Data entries
Segment Open
PR #17779, opened 2024-09-10
MINOR: Optimise Snowflake Test Connection

ulixius9:
### Describe your changes:

Fixes <issue-number>

I worked on ... because ...

#
### Type of change:

- [ ] Bug fix
- [ ] Improvement
- [ ] New feature
- [ ] Documentation

#
### Checklist:

### DIFF
--- a/ingestion/src/metadata/ingestion/source/database/bigquery/connection.py
+++ b/ingestion/src/metadata/ingestion/source/database/bigquery/connection.py
@@ -17,6 +17,7 @@ from datetime import datetime
 from functools import partial
 from typing import Optional
 
+from google.api_core.exceptions import NotFound
 from google.cloud.datacatalog_v1 import PolicyTagManagerClient
 from sqlalchemy.engine import Engine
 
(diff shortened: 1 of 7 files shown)


TeddyCr (dismissed):

ingestion/src/metadata/pii/scanners/ner_scanner.py
```diff
@@ -44,7 +44,7 @@ class NLPEngineModel(BaseModel):
     """Required to pass the nlp_engine as {"lang_code": "en", "model_name": "en_core_web_lg"}"""
 
     lang_code: str
-    model_name: str
+    nlp_model_name: str
```
ulixius9, line 47: to fix this warning

image

ingestion/src/metadata/ingestion/source/database/bigquery/connection.py
```diff
@@ -170,3 +171,28 @@ def test_connection_inner(engine):
...
+                tables = client.list_tables(dataset.reference, page_size=1)
+                for table in tables:
+                    if table.table_type in item_types:
+                        break
+            except NotFound:
+                # It's possible that the dataset was deleted between when we
+                # fetched the list of datasets and when we try to list the
+                # tables from it. See:
+                # https://github.com/googleapis/python-bigquery-sqlalchemy/issues/105
+                pass
```
sushi30, line 197: I suggest adding a debug message here so that if we hit this edge case we get some signal.

ulixius9: I think it should be fine, because this is a replica of function within bigquery dialect

in the test connection we can have the logger but the actual function would just pass it anyways 🤔

OnkarVO7 (approved):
Segment Closed
Out of the data above, give again only the lines starting at the one holding "### Describe your" and ending at the one holding "(diff shortened: 1 of 7 files shown)", unchanged.

### Describe your changes:

Fixes <issue-number>

I worked on ... because ...

#
### Type of change:

- [ ] Bug fix
- [ ] Improvement
- [ ] New feature
- [ ] Documentation

#
### Checklist:

### DIFF
--- a/ingestion/src/metadata/ingestion/source/database/bigquery/connection.py
+++ b/ingestion/src/metadata/ingestion/source/database/bigquery/connection.py
@@ -17,6 +17,7 @@ from datetime import datetime
 from functools import partial
 from typing import Optional
 
+from google.api_core.exceptions import NotFound
 from google.cloud.datacatalog_v1 import PolicyTagManagerClient
 from sqlalchemy.engine import Engine
 
(diff shortened: 1 of 7 files shown)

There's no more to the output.